1. Introduction

Over the past couple of decades Vertical External Cavity Semiconductor Lasers (VECSELs) have been developed to provide high output powers over a wide range of fundamental lasing wavelengths (670 nm – 2.4 µm) as a result of semiconductor heterostructure bandgap engineering [1–3]. In particular, the well-developed VECSEL heterostructures based on GaAs/InGaAs semiconductors are ideal for generating high power continuous wave (cw) outputs in the 900 nm to 1200 nm range [4]. The free-space external cavity of VECSELs combined with optical pumping allows for excellent mode quality in a compact and flexible device [5]. The access to the high intracavity circulating power also allows for efficient second harmonic generation (SHG) providing tunability via the second-harmonic in addition to the fundamental, and single frequency operation can be obtained if intracavity etalons or birefringent filters are used [6,7].

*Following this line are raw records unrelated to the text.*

PR #9561, opened 2026-01-29
bugfix(semantic): Fixed const-impl-item type-diagnostics span.

orizi:
## Summary

Fixed the error location in trait constant type mismatch diagnostics. The error now points to the type annotation itself rather than the entire constant declaration.

---

## Type of change

Please check **one**:

- [x] Bug fix (fixes incorrect behavior)
- [ ] New feature
- [ ] Performance improvement
- [ ] Documentation change with concrete technical impact
- [ ] Style, wording, formatting, or typo-only change

---

## Why is this change needed?

When a trait constant implementation had a type mismatch, the error diagnostic was pointing to the entire constant declaration rather than specifically to the type annotation. This made it harder for users to identify exactly where the type mismatch occurred.

---

## What was the behavior or documentation before?

Previously, when there was a type mismatch in a trait constant implementation, the error would point to the entire constant declaration line. For example, in the test case, the error pointed to `const X: i32 = 9;` rather than just the `i32` type.

---

## What is the behavior or documentation after?

Now the error points specifically to the type annotation (`i32` in the test case), making it clearer to users exactly what needs to be changed to fix the type mismatch.

PR #9562, opened 2026-01-29
bugfix(semantic): Fix mishandling of `Self::` in impl-const-items.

So far VECSEL technology has been exclusively aimed at producing high power and wavelength tunable beams with a Gaussian transverse profile. On the other hand, higher-order modes other than the Gaussian are currently of great fundamental and technological interest, including Hermite-Gaussian [8], Laguerre-Gaussian [9], and Bessel-Gauss beams [10] to mention a few. Some previous works have considered laser systems for generating these higher-order modes [11–15], including Laguerre-Gaussian modes from a microlaser [13], optically pumped solid state lasers [14,15], and spatially structured vertical cavity surface emitting lasers with mode shaping with integrated optical elements [16–18]. These important works do not, however, offer the potential for combined high power and tunability, and are not necessarily well adapted to intracavity SHG as VECSELs are. In the context of nonlinear optics, the generation of light with controllable spatial patterns using single-pass sum frequency generation (SFG) in a quasi-phase matched crystal [19], as well as sum frequency and second harmonic generation with laser beams carrying orbital angular momentum [20, 21] have been explored. This opens up the door to generating spatially structured light using wave mixing.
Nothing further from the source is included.